WHAT THE EXERCISE ASKS
Would you copy all lines in the data that contain the word "comes"?
(DATA LISTING Opens)
PR #1, opened 2017-10-02
Perl 5.24 compatibility

davea:
A few packages need upgrading due to `.` not being in `@INC` any more.

(not sure if the entire `cpanfile.snapshot` diff is required, it seems like a lot of stuff got removed?)

### DIFF
--- a/cpanfile
+++ b/cpanfile
@@ -1,5 +1,5 @@
 # setenv script
-requires 'List::MoreUtils';
+requires 'List::MoreUtils', '>= 0.425';
 requires 'local::lib';
 requires 'Class::Unload';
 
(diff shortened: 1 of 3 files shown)


cpanfile
```diff
@@ -1,15 +1,20 @@
 # setenv script
-requires 'List::MoreUtils';
+requires 'List::MoreUtils', '>= 0.425';
 requires 'local::lib';
 requires 'Class::Unload';
 
+# Specific versions of dependencies
+requires 'B::Hooks::OP::Check', '>= 0.20';
+requires 'XML::NamespaceSupport', '>= 1.12';
```
dracos: Once these two are updated in the snapshot, as they have been, we don't need to keep these lines in the cpanfile.

cpanfile
```diff
@@ -1,15 +1,20 @@
...
+requires 'Module::Install';
```
dracos: As mentioned in chat, if the equivalent of https://github.com/mysociety/fixmystreet/commit/f52a086bce1dee6110aed24f85670d35b92f5ff3 is done in this repo, then I think you can drop the Module::Install installation. This will remove all the new modules from the snapshot.

davea:
Thanks for the review! I've addressed those points and pulled in the updated `carton`, and it deploys cleanly from scratch on stretch now 🎉

PR #6, opened 2018-02-23
Support for Confirm integrations

davea:
This PR adds support for Confirm. I've mostly left the commits as they occurred, with some minor reordering and squashing for brevity.

The branch ~~starts life as a BANES-specific integration, and ends up as~~ is a fairly generic base integration that supports all the features in use right now for BANES and Buckinghamshire's integrations.

PR #7, opened 2018-02-23
BANES Confirm integration

davea:
This PR adds all of the BANES-specific code for their integration. I have left the commits mostly as they occurred so you can see the history of how things progressed and perhaps the rationale behind the structure.

### DIFF
--- a/perllib/Integrations/Confirm/BANES.pm
+++ b/perllib/Integrations/Confirm/BANES.pm
@@ -1,0 +1,18 @@
+package Integrations::Confirm::BANES;
+
+use Path::Tiny;
+use Moo;
+extends 'Integrations::Confirm';
+with 'Role::Config';
+
+has config_filename => (
+    is => 'ro',
+    default => 'banes_confirm',
+);
+
+sub _build_config_file {
+    my $self = shift;
+    path(__FILE__)->parent(4)->realpath->child('conf/council-' . $self->config_filename . '.yml');
+}
+
+1;
--- a/perllib/Open311/Endpoint/Integration/UK/BANES.pm
+++ b/perllib/Open311/Endpoint/Integration/UK/BANES.pm
@@ -1,0 +1,19 @@
+package Open311::Endpoint::Integration::UK::BANES;
+
+use Moo;
+extends 'Open311::Endpoint::Integration::Confirm';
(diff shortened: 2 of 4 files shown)


perllib/Integrations/Confirm/BANES.pm
```diff
@@ -15,4 +15,15 @@ sub credentials {
     );
 }
 
+sub server_timezone { 'Europe/London' }
+
+has '+memcache_namespace'  => (
+    is => 'ro',
```
dracos: No need for this line if you're using the `+`.
(Same applies to all the attributes in this PR.)

perllib/Open311/Endpoint/Integration/UK/BANES.pm
```diff
@@ -5,52 +5,161 @@ use Moo;
 
 use Integrations::Confirm::BANES;
 
-
 has jurisdiction_id => (
     is => 'ro',
     default => 'banes_confirm',
 );
 
-sub integration_class { 'Integrations::Confirm::BANES' }
```
dracos: Guess would be good to not have all this in the parent PR if it's all now changed.

davea: Not sure I follow you here. `integration_class` comes back below as an attribute.

dracos: I just meant I don't really want any BANES-specific stuff in #6 especially if it's then rewritten in this PR :)

davea: Ah I see what you mean. I tried to break the PRs apart at the most logical point, but the commit history has the BANES-specific code fairly intertwined as that's how it progressed. I can revisit it and extract the council-specific stuff out of #6 if you want, but once #6, #7 and #8 are merged I don't think it'd be worth the hassle.

dracos:
This and #8 now build upon config being in an external YAML file as approved in #12. I've kept copies of old branches so we can set up the YAML files in config (or if something is wrong with my rebasing).

dracos:
The merge fails because it doesn't seem to take the change to .travis.yml along, not sure why not. But it should be fine.

PR #10, opened 2018-03-19
Implement get_service_requests to return Enquiries from Confirm

dracos:
Pulled out from now-merged #6.


davea:
👍 Looks good here!

PR #12, opened 2018-03-22
[BANES] Config in YAML file.

dracos:


dracos:
I've pushed something for better testing/discussion. I think it works - it doesn't look like currently you can pass stuff to `integration_class` as SOAP::Lite calls `new()`, so instead have kept Integrations::Confirm::BANES in order to set the 'jurisdiction_id' now needed to load the config file. Which I think makes sense, if not amazing.
I put username/password/tenant_id in as separate, but they could all go under a key as you say if that's preferable.

dracos:
I've taken the Confirm bit out and put on master and rewritten previous PR to match, so this no longe needed.

PR #21, opened 2018-06-06
[Confirm] Retry EnquiryUpdate if rejected for too early LoggedTime

davea:
Stops those annoying "Logged Date 04/06/2018 15:33:28 must be greater than the Effective Date of current status log" errors.

### DIFF
--- a/perllib/Integrations/Confirm.pm
+++ b/perllib/Integrations/Confirm.pm
@@ -138,12 +138,13 @@ sub ProcessOperationsRequest {
 
 sub perform_request {
     my $self = shift;
-
-    my ($username, $password, $tenant) = $self->credentials;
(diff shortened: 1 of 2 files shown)


perllib/Integrations/Confirm.pm
```diff
@@ -138,13 +138,14 @@ sub ProcessOperationsRequest {
 
 sub perform_request {
     my $self = shift;
-
-    my ($username, $password, $tenant) = $self->credentials;
+    my $opts = ref $_[-1] eq 'HASH' ? pop : {};
```
dracos: Nice :)

davea: I had to resist the urge to call it `$kwargs` ;)

PR #23, opened 2018-09-11
Oxfordshire WDM integration

struan:
Adds integration with WDM for OCC.

Only handles new reports, new updates and fetching updates. OCC categories are configured on FMS for the time being.

### DIFF
--- a/perllib/Integrations/WDM.pm
+++ b/perllib/Integrations/WDM.pm
@@ -31,6 +31,11 @@ has 'requests_endpoint' => (
     default => 'requests.xml',
 );
 
+has 'updates_endpoint' => (
+    is => 'ro',
+    default => 'updates.xml',
+);
+
 has service_request_content => (
     is => 'ro',
     default => '/open311/service_request_extended'
@@ -44,6 +49,15 @@ sub format_datetime {
     );
 
     return $fmt->format_datetime($dt)
+}
+
+sub parse_w3c_datetime {
+    my ($self, $dt_string) = @_;
+
+    my $w3c = DateTime::Format::W3CDTF->new;
+    my $dt = $w3c->parse_datetime($dt_string);
+
+    return $dt;
 }
 
 sub post_request {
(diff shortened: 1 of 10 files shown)


perllib/Open311/Endpoint/Integration/WDM.pm
```diff
@@ -0,0 +1,60 @@
+package Open311::Endpoint::Integration::WDM;
+
+use Moo;
+extends 'Open311::Endpoint';
+with 'Open311::Endpoint::Role::mySociety';
+
+use DateTime::Format::Strptime;
+
+use Integrations::WDM;
+use Open311::Endpoint::Service::UKCouncil::Oxfordshire;
```
davea: This creates a coupling between WDM and Oxfordshire-specific stuff. Will that cause issues if/when another WDM integration comes along?

perllib/Open311/Endpoint/Integration/WDM.pm
```diff
@@ -42,6 +53,33 @@ sub post_service_request {
...
+        # ignore non FMS references
+        next unless $service_request_id =~ /^\d+$/;
+        my $customer_reference = $update->{ENQUIRY_REFERENCE};
+        $customer_reference =~ s/\s*$//;
+        push @updates, Open311::Endpoint::Service::Request::Update::mySociety->new(
+            status => lc $update->{STATUS},
+            update_id => $update->{UpdateID},
+            service_request_id => $service_request_id,
+            customer_reference => $customer_reference,
+            description => $update->{COMMENTS},
```
davea: In the Confirm integration we have a `publish_service_update_text` flag which must be set in order for the comment text to be published. Worth doing something similar here, or have WDM users been trained about what will/won't be published?

perllib/Integrations/WDM.pm
```diff
@@ -118,6 +118,43 @@ sub post_request {
...
+            }
+        }
+    };
+    my $response = $self->soap_post($self->updates_endpoint, 'UpdateWdmEnquiry', 'xDoc', $self->_create_xml_string($data));
+
+    my $resp_text = $response->valueof('//UpdateWdmEnquiryResponse/UpdateWdmEnquiryResult');
+    if ($resp_text eq 'OK') {
+        return {
+            status => $args->{status},
+            # XXX I am not sure this is correct
```
davea: Was this resolved, can the comment be removed/updated?

perllib/Open311/Endpoint/Integration/WDM.pm
struan: The latter is the plan.

perllib/Open311/Endpoint/Integration/WDM.pm
struan: I think we'll probably need to see when that happens. It's hard to tell at the moment what's generic about this and what's custom.

PR #25, opened 2018-10-30
[OCC] handle incorrect IDs in old comment updates

struan:
When fetching comments the serice_request_id and the customer_reference
are the wrong way round so swap them over if it looks like an old
request. And do not pass a customer_reference because we don't want to
set that on old enquiries initially.

### DIFF
--- a/perllib/Open311/Endpoint/Integration/WDM.pm
+++ b/perllib/Open311/Endpoint/Integration/WDM.pm
@@ -87,7 +87,8 @@ sub get_service_request_updates {
         $customer_reference =~ s/\s*$//;
         my $status = lc $update->{STATUS};
         $status =~ s/ /_/g;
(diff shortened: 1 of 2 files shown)


perllib/Open311/Endpoint/Integration/WDM.pm
```diff
@@ -87,14 +87,22 @@ sub get_service_request_updates {
...
+        my %args = (
             status => $status,
             update_id => $update->{UpdateID},
             service_request_id => $service_request_id,
             customer_reference => $customer_reference,
             description => $update->{COMMENTS},
             updated_datetime => $self->parse_w3c_datetime($update->{UPDATE_TIME}),
         );
+
+        if ( $customer_reference !~ /^ENQ/ ) {
```
davea: Could you add a comment explaining why this is here? If/when we add another WDM integration it'd be useful to know that this is specific to a particular installation.

PR #30, opened 2019-01-08
add logging

struan:


cpanfile
```diff
@@ -41,3 +42,4 @@ requires 'Test::LongString';
 requires 'Test::MockModule';
 requires 'Test::MockTime';
 requires 'Test::More';
+requires 'File::Slurp';
```
dracos: Path::Tiny already has better slurp stuff built in, so would rather use that than add File::Slurp (also adding it appears to have removed some things from the snapshot).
(DATA LISTING Closes)
ANSWER TO THIS EXERCISE
davea: Not sure I follow you here. `integration_class` comes back below as an attribute.
davea: This creates a coupling between WDM and Oxfordshire-specific stuff. Will that cause issues if/when another WDM integration comes along?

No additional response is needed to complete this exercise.